From Vintage to Turtle?! That's like going from a Michelin Star restaurant to Little Chef!

:thumb:


----------



## -Kev- (Oct 30, 2007)

car looks mint Gordon :thumb:


----------



## ross-1888 (Feb 22, 2009)

looks good gordon. thats a great beading shot


----------



## Rowan83 (Aug 21, 2007)

I wasn't expecting that kind of finish! 

Looks great!


----------



## Trist (Jun 23, 2006)

Nice work, car still looks stunning even with the old Turtle wax


----------



## Scotch (Jul 23, 2009)

Nice finnish Gordon.:thumb:


----------



## caledonia (Sep 13, 2008)

amiller said:


> From Vintage to Turtle?! That's like going from a Michelin Star restaurant to Little Chef!
> 
> :thumb:


Maybe thats what done it. We eat at the little chief last night. Olympic breakfast. :lol:


----------



## spitfire (Feb 10, 2007)

It looks like you got that front skirt painted. Did you do it yourself? TW looks good on there.:thumb:


----------



## Spoony (May 28, 2007)

Great finish, great product!


----------



## caledonia (Sep 13, 2008)

Yes Dougie all the spray was done by myself.
Although road rash is starting once more.
Motorway up our way play havoc on the front end. :wall:
More crap on the road than ever.
Gordon.


----------



## Mirror Finish Details (Aug 21, 2008)

Looking good Gordon.
Be interesting to see if it outlasts wax 100's of times more expensive.


----------



## Johnnyopolis (Oct 25, 2005)

Looking good there Gordon  

I remember Turtle Wax when it was in metal tins like the ones that Meguiars No 16 used to come in...!

Johnny


----------



## caledonia (Sep 13, 2008)

Johnnyopolis said:


> Looking good there Gordon
> 
> I remember Turtle Wax when it was in metal tins like the ones that Meguiars No 16 used to come in...!
> 
> Johnny


You and me both.
Even remember good old simonized liquid diamond. :lol:


----------



## Pink_Floyd (Nov 11, 2007)

caledonia said:


> Maybe thats what done it. We eat at the little chief last night. Olympic breakfast. :lol:


You ate at the little chef last _night_ and had an olympic _breakfast_? Then you went from Vintage to Turtle Wax????

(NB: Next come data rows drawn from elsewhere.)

PR #575, opened 2019-07-16
#MAN-419 On staff directory page, add link to Frequently called numbers

cdoyle-temple:
On the Staff directory, there is a call-out box for "Frequently called numbers". That box should link to https://web.qa.tul-infra.page/pages/19.

Also, please update the “Main phone” to read 215-204-0744

### DIFF
--- a/app/controllers/persons_controller.rb
+++ b/app/controllers/persons_controller.rb
@@ -8,6 +8,7 @@ class PersonsController < ApplicationController
 
   def index
     @persons = Person.all
+    @fcn_link = Page.find_by_title("Frequently called numbers")
     respond_to do |format|
       format.html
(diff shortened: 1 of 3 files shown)


app/controllers/persons_controller.rb
```diff
@@ -8,6 +8,7 @@ class PersonsController < ApplicationController
 
   def index
     @persons = Person.all
+    @fcn_link = Page.find_by_title("Frequently called numbers")
```
bibliotechy: @cdoyle-temple Now that we have slugs on this model, do you want to update this page with a slug and query by slug instead?

cdoyle-temple: I was going to save all that until these mini pages are done, and then go back and fill them all in in. But it's your call. Let me know.

PR #579, opened 2019-07-17
Events feed from Drupal

cdoyle-temple:
Added logic to filter helper where locations are not supplied from old events in Drupal to ignore the nils.

### DIFF
--- a/app/controllers/concerns/event_filters.rb
+++ b/app/controllers/concerns/event_filters.rb
@@ -23,7 +23,6 @@ module EventFilters
         end
       end }
 
-    locations.reject! { |s| s.nil? }
-    locations.uniq.sort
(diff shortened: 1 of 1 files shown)


app/controllers/concerns/event_filters.rb
```diff
@@ -18,9 +18,12 @@ def locations_list(events)
       unless event.building.nil?
         event.building.label
       else
-        event.external_building
+        unless event.external_building.nil?
+          event.external_building
+        end
       end }
 
+    locations.reject! { |s| s.nil? }
```
bibliotechy: `locations.compact` will eliminate `nil`s more efficiently.

You could just add it into the next line as `locations.compact.uniq.sort`

cdoyle-temple: nice

PR #602, opened 2019-07-23
MAN-460 Don't process show image if size matches show image dimensions

nomadicoder:
- Addresses Issue #MAN-460
- Fixes error thrown if image dimensions match show image dimensions,
  If the dimensions match, mogrify optimization throws error due to
  failure to find expected temporary file to mogrify in /tmp directory


nomadicoder:
@cdoyle-temple Good question. Are we assured that all images will will be for show view? What if icons are thumbnail sized?

PR #626, opened 2019-07-26
#MAN-389 Modify color of top nav to show page

cdoyle-temple:
We want the top navigation to be highlighted when you're on one of those pages-- About, Visit & Study, etc... 

As a result, please make all of the navigation items the same green with the darker color vertical line separating each item. Then, when a user is on the top-level index page (About, Visit & Study, etc), that nav item will be highlighted using the darker green. However, when the user navigates to a sub-index page  from the top-level index page, all nav goes back to regular green. 

Remove all vertical lines in primary navigation.
*******************
Added checks for active page and highlighted corresponding menu item.


nomadicoder:
It appears that green is actually black.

I know Dave does Physics but has he been bending time?


----------



## Mirror Finish Details (Aug 21, 2008)

caledonia said:


> You and me both.
> Even remember good old simonized liquid diamond. :lol:


Oh the good old days, I remember having to wear short trousers at primary school as that was the rule. Would be against my human rights nowerdays. :lol:


----------



## Dave KG (Feb 23, 2006)

Just goes to show... its all in the prep 



Cooper"S" said:


> You ate at the little chef last _night_ and had an olympic _breakfast_? Then you went from Vintage to Turtle Wax????
> 
> I know Dave does Physics but has he been bending time?

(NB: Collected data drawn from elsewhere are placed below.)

PR #650, opened 2019-07-31
MAN-509 Form elements must have labels

cdoyle-temple:
Added labels to Search everything forms not generated by Rails.
Added style to hide labels but keep available for screen readers.

### DIFF
--- a/app/views/application/_mobile-search.html.erb
+++ b/app/views/application/_mobile-search.html.erb
@@ -4,8 +4,9 @@
     <!-- <div class="padding"></div> -->
     <div class="navbar-nav">
       <form action="https://librarysearch.temple.edu/bento" class="mobile">
+        <label for="q" class="visuallyhidden">Search Everything</label>
         <input type="text" name="q" id="librarySearch" class="mobile" placeholder="Search everything" autocomplete="off" />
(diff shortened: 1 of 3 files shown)


app/views/application/_mobile-search.html.erb
```diff
@@ -4,8 +4,9 @@
     <!-- <div class="padding"></div> -->
     <div class="navbar-nav">
       <form action="https://librarysearch.temple.edu/bento" class="mobile">
+        <label for="q" class="visuallyhidden">Search Everything</label>
         <input type="text" name="q" id="librarySearch" class="mobile" placeholder="Search everything" autocomplete="off" />
-        <input type="submit" class="mobile" value = "">
+        <input type="submit" class="mobile" value = "" aria-label="submit search query">
```
bibliotechy: @cdoyle-temple Why is the first input using a `visuallyhidden` label tag, but the second  uses an inline `aria-label` attribute? Not criticism, but asking what the difference is?

cdoyle-temple: The first is a label for the search field itself. We can hide that as it isn't part of the design. The second is a label for the submit button which we can't really hide.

The experiment nearly worked perfectly... breakfast at night, Vintage back to Turtle Wax but failed at the biggest hurdle... alas, Gordon is still bald!


----------



## spitfire (Feb 10, 2007)

Miracles take a little longer Dave


----------



## Mirror Finish Details (Aug 21, 2008)

Just give him a thump Gordon.


----------



## caledonia (Sep 13, 2008)

No getting him a hair band for Crimbo. 

Dave as Damon said in an earlier post get your hair cut.


----------



## Dave KG (Feb 23, 2006)

Mirror Finish said:


> Just give him a thump Gordon.


He'd have to catch me first  ... but I'll be watching out now, when machine polishing :lol:


----------



## Dave KG (Feb 23, 2006)

caledonia said:


> No getting him a hair band for Crimbo.
> 
> Dave as Damon said in an earlier post get your hair cut.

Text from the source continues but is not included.